BLAST filters may cause gaps in alignments, which will show up as blank regions in BRIG images.

BLAST+ filters (-dust/-seg flags) filter the query sequence for low-complexity sequences by default. This includes sequences that are highly repetitive or contain the same nucleotide for long lengths of the sequences. Low-complexity filtering is generally a good idea, but it may break long matches into several smaller matches.

This is often shown in BRIG images as truncations or gaps in alignments. It is particularly obvious in very small reference sequences where alignments are shown on a gene-by-gene level.

To prevent this, either turn off filtering or use soft masking.

Expected values (e-values) and bit scores¶

Warning

BLAST's bitscore filtering may cause different results in BRIG if users swap the query and reference sequences, particularly if these are very different sizes.

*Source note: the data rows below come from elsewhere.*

PR #263, opened 2020-10-20
KEYCLOAK-16026 Add tests for cookie store

vmuzikar:
I've reused the original JIRA ([KEYCLOAK-15859](https://issues.redhat.com/browse/KEYCLOAK-15859)) as it's not yet closed. Let me know if I should create a new JIRA just for this.

### DIFF
--- a/test/keycloak-connect-web-spec.js
+++ b/test/keycloak-connect-web-spec.js
@@ -285,6 +285,30 @@ test('Public client should work with slash in the end of auth-server-url', t => 
   });
 });
 
+test('App should be able to use cookie-store', t => {
+  t.plan(1);
+  var app = new NodeApp();
+  var client = admin.createClient(app.publicClient('appCookies'));
+
+  return client.then((installation) => {
+    app.build(installation, { cookies: true });
+    return page.get(app.port, '/cookie').then(() => {
+      page.login('alice', 'password').then(() => {
+        driver.navigate().refresh().then(() => {
+          page.events().getText().then(text => {
+            t.equal(text, 'Auth Success', 'User should be authenticated');
+          });
+        });
+      });
+    }).then(() => {
+      app.destroy();
+    }).catch(err => {
+      app.destroy();
+      throw err;
+    });
+  });
+});
+
 test('teardown', t => {
   return realmManager.then((realm) => {
     app.destroy();
--- a/.travis.yml
+++ b/.travis.yml
@@ -1,5 +1,5 @@
 sudo: required
-dist: trusty
+dist: focal
 language: node_js
 cache:
   npm: false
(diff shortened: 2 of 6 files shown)


vmuzikar:
@mhajas Could you please review one you get a chance?

slaskawi (dismissed):
LGTM. However, I'm definitely not an expert in JS. 

Maybe @ASzc and @stianst could review it?

vmuzikar:
I've fixed the linter errors.

@slaskawi Thanks for your review!

vmuzikar:
There seem to be some problem with Chrome in Travis. It apparently affects other PRs too. I'm trying to fix it.

vmuzikar:
Ok, Travis is now happy. We were using outdated distro which doesn't support latest Chrome.

Ready to (re-)review. :)

slaskawi (dismissed):

test/keycloak-connect-web-spec.js
```diff
@@ -285,6 +285,30 @@ test('Public client should work with slash in the end of auth-server-url', t =>
...
+  var app = new NodeApp();
+  var client = admin.createClient(app.publicClient('appCookies'));
+
+  return client.then((installation) => {
+    app.build(installation, { cookies: true });
+    return page.get(app.port, '/cookie').then(() => {
+      page.login('alice', 'password').then(() => {
+        driver.navigate().refresh().then(() => {
+          page.events().getText().then(text => {
+            t.equal(text, 'Auth Success', 'User should be authenticated');
```
mhajas, line 299: @vmuzikar should we check here that output element contains stuff from `keycloak-token` cookie? Or the presence of `Auth Success` is enough for us and implies that the cookies were readable?

vmuzikar: Good point. I believe the `Auth Success` should be enough. If the `keycloak-token` cookie wouldn't contain a valid input, it would fail on JSON parsing here:
https://github.com/keycloak/keycloak-nodejs-connect/pull/263/files#diff-2c6e47101e422ddc2041c33fe87447ffabb5da93c296e0d89426b91cef5d75feR132

mhajas: I quickly tried this: 
```
console.log(JSON.parse(null))
```
And it works, but I am not sure what `req.cookies['keycloak-token']` returns when there is no `keycloak-token` cookie.

vmuzikar: It should return `undefined` if the cookie is missing (I accidentally experienced it myself when preparing the fix).

But to be on the safe side, I've added a small if:
https://github.com/keycloak/keycloak-nodejs-connect/blob/fd245b43359b7790319544ab230b221495a6e4e9/test/fixtures/node-console/index.js#L132

mhajas (approved):
Thanks for the explanation and fix @vmuzikar, LGTM.

abstractj (approved):

abstractj:
Thanks @vmuzikar for taking care of this and thanks @mhajas @slaskawi for reviewing.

BLAST uses statistical thresholds to filter out "bad alignments"; alignment matches that appear random to BLAST. One of these thresholds is the e-value, which is the probability of the alignment occurring by chance, given the complexity of the match, sequence composition and the size of the database. It is more likely in a larger sequence that an alignment could occur by chance, so BLAST is more critical of these matches.

This can create different expected values if BLAST is used with the same reference sequence against databases of different sizes and may potentially filter out significant matches or include poor scoring ones.

Because of this, users might notice different results in BRIG images if they swap the order of the database and reference sequences around in the BLAST, especially if the two sequences are quite different in size. The differences are often due to a few very low-scoring hits.

Users should consider what an appropriate e-value threshold is for the comparisons that they run. Remember, that BLAST runs with an e-value of 10 by default, we recommend that users change this value. Users can set the e-value threshold with the -evalue flag.